_Task directions_
Would you return, word for word, the lines of the data below from the line with "(diff shortened: 1 of 8 files shown)" through the line with "PR #1267, opened 2024-03-12", and no others?

*** Provided records Section Begins ***

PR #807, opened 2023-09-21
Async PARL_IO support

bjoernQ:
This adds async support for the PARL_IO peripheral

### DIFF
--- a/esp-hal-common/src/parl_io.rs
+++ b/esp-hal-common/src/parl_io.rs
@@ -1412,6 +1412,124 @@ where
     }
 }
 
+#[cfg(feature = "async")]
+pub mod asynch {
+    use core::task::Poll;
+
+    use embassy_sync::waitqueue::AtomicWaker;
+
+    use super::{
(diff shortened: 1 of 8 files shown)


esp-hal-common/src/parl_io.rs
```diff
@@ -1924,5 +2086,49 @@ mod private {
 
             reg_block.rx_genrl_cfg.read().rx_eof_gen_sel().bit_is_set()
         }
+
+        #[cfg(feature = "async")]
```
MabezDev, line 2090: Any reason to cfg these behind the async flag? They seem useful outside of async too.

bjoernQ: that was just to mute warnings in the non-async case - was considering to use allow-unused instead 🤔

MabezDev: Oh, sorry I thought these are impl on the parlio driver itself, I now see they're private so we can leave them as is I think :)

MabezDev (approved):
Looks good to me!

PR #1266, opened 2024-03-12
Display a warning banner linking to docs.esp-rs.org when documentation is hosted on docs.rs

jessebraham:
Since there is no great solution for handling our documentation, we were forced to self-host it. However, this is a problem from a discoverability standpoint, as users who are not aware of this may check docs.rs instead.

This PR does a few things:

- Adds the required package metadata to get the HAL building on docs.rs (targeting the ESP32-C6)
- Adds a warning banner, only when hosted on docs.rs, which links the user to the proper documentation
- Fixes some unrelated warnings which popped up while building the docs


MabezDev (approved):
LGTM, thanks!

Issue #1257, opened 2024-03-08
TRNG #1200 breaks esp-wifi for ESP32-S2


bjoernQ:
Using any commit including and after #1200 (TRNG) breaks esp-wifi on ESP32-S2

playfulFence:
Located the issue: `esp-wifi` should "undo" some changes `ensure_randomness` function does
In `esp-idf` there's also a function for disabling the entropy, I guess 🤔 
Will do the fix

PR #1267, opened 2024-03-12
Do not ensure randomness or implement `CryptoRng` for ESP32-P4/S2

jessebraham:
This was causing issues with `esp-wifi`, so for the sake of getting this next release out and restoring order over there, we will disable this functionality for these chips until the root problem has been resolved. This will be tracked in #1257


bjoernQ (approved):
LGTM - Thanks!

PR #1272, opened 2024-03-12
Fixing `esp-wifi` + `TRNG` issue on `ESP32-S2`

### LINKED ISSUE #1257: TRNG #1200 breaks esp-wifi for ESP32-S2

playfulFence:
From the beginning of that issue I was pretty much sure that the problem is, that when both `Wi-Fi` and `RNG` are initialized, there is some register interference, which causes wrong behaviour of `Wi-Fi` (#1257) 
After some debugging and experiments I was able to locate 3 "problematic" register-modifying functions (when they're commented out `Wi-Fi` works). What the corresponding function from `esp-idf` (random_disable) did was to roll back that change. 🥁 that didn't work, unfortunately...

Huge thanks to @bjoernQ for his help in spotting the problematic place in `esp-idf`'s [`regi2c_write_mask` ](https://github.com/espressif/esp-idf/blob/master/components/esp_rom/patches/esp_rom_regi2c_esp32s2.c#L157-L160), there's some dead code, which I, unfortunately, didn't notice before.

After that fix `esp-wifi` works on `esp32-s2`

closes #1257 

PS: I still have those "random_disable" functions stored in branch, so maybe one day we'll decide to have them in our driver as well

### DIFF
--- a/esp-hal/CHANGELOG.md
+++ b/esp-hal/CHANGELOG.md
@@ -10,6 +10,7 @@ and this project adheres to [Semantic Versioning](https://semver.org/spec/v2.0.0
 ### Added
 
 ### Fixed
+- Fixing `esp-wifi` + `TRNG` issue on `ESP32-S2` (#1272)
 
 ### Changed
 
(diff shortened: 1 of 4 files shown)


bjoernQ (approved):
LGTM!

*** Provided records Section Ends ***

_Response_
(diff shortened: 1 of 8 files shown)


esp-hal-common/src/parl_io.rs
```diff
@@ -1924,5 +2086,49 @@ mod private {
 
             reg_block.rx_genrl_cfg.read().rx_eof_gen_sel().bit_is_set()
         }
+
+        #[cfg(feature = "async")]
```
MabezDev, line 2090: Any reason to cfg these behind the async flag? They seem useful outside of async too.

bjoernQ: that was just to mute warnings in the non-async case - was considering to use allow-unused instead 🤔

MabezDev: Oh, sorry I thought these are impl on the parlio driver itself, I now see they're private so we can leave them as is I think :)

MabezDev (approved):
Looks good to me!

PR #1266, opened 2024-03-12
Display a warning banner linking to docs.esp-rs.org when documentation is hosted on docs.rs

jessebraham:
Since there is no great solution for handling our documentation, we were forced to self-host it. However, this is a problem from a discoverability standpoint, as users who are not aware of this may check docs.rs instead.

This PR does a few things:

- Adds the required package metadata to get the HAL building on docs.rs (targeting the ESP32-C6)
- Adds a warning banner, only when hosted on docs.rs, which links the user to the proper documentation
- Fixes some unrelated warnings which popped up while building the docs


MabezDev (approved):
LGTM, thanks!

Issue #1257, opened 2024-03-08
TRNG #1200 breaks esp-wifi for ESP32-S2


bjoernQ:
Using any commit including and after #1200 (TRNG) breaks esp-wifi on ESP32-S2

playfulFence:
Located the issue: `esp-wifi` should "undo" some changes `ensure_randomness` function does
In `esp-idf` there's also a function for disabling the entropy, I guess 🤔 
Will do the fix

PR #1267, opened 2024-03-12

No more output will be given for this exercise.